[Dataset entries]

++++++++

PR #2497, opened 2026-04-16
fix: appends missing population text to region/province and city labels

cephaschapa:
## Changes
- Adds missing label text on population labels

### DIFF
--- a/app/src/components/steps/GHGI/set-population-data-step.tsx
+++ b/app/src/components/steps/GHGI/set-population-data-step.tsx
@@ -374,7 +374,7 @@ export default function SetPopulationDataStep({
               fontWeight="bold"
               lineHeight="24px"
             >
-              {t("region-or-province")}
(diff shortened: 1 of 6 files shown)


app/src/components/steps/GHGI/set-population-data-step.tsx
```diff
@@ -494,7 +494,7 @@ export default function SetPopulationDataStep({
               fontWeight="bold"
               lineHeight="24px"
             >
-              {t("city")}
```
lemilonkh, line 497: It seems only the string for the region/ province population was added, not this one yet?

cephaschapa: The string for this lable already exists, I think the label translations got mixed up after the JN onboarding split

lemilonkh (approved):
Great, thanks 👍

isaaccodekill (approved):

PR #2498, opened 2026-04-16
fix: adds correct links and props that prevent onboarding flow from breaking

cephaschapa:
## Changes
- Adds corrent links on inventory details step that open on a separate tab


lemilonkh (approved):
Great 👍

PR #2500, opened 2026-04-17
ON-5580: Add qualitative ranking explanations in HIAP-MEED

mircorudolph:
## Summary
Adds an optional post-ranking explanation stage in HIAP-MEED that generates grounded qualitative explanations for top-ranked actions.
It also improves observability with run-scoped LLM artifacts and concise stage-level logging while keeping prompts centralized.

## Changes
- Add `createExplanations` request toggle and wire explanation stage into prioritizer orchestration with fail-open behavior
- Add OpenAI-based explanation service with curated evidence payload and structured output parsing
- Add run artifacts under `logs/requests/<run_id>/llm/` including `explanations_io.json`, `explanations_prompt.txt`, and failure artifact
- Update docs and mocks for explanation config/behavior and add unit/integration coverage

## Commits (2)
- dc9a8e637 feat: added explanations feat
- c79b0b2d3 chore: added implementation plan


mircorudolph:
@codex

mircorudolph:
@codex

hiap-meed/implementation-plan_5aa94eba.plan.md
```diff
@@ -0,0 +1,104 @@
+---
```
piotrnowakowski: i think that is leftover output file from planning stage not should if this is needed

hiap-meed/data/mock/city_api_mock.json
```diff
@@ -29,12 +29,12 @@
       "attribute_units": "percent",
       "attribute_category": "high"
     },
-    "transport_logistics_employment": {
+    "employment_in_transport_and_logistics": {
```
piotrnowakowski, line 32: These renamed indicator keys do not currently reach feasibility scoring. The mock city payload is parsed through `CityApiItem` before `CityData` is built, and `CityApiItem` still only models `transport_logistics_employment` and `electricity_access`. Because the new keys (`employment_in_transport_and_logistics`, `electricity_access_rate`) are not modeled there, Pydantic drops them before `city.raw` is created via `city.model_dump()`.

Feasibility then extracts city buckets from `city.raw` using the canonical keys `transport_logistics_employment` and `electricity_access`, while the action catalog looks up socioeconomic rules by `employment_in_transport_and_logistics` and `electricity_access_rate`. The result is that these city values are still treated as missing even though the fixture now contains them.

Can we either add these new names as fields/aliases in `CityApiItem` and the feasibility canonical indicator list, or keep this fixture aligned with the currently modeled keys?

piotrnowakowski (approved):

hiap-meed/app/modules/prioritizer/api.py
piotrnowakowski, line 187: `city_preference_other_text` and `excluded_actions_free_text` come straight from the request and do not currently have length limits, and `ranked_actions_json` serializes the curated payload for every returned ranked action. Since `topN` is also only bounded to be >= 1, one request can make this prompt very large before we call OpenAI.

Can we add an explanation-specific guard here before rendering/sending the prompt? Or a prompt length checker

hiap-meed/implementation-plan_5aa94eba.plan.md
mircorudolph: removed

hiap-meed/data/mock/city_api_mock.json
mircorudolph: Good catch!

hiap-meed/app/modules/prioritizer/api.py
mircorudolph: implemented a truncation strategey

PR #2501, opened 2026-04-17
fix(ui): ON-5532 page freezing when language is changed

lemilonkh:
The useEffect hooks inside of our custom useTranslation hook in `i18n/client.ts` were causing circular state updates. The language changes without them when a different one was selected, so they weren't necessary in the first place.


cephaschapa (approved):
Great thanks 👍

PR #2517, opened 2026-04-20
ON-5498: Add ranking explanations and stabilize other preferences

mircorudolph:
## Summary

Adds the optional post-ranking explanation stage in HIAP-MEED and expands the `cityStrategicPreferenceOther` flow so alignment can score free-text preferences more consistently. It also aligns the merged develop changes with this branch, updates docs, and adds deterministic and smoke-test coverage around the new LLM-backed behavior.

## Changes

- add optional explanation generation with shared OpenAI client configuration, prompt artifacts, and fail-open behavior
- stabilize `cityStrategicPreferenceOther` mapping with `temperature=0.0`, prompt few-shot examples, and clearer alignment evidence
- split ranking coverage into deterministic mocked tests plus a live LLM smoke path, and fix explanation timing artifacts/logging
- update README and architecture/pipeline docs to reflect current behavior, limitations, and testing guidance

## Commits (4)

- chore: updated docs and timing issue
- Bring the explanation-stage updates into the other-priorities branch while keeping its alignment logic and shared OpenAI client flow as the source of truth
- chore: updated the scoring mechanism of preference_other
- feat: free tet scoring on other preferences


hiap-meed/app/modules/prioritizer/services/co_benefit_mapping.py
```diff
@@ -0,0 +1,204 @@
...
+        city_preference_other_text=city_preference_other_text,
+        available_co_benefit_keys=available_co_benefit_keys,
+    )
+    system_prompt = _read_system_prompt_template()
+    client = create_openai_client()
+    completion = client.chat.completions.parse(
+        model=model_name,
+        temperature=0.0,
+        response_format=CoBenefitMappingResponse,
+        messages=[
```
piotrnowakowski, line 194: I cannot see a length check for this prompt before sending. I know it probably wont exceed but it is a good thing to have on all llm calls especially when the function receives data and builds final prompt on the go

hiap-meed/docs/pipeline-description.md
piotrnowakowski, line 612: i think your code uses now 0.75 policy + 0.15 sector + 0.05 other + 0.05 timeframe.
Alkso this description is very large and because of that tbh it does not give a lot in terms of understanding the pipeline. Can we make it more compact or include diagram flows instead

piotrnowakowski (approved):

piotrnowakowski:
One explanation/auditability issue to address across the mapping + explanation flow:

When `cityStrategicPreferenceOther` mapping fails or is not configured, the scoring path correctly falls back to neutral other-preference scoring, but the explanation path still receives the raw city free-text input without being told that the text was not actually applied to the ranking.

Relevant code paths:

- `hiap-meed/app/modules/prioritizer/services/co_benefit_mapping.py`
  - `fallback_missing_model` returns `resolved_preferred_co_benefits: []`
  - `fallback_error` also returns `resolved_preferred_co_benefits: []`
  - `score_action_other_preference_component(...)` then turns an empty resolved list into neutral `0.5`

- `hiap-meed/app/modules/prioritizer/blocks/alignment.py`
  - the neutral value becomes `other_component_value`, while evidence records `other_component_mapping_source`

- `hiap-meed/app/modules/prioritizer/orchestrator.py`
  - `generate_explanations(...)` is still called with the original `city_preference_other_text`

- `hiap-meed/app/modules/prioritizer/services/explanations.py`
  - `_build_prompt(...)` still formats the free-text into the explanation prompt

++++++++

YOUR INSTRUCTIONS » Count lines, not occurrences. State how many lines of the entries contain the word "without", and add nothing.

COMPLETED EXERCISE » 2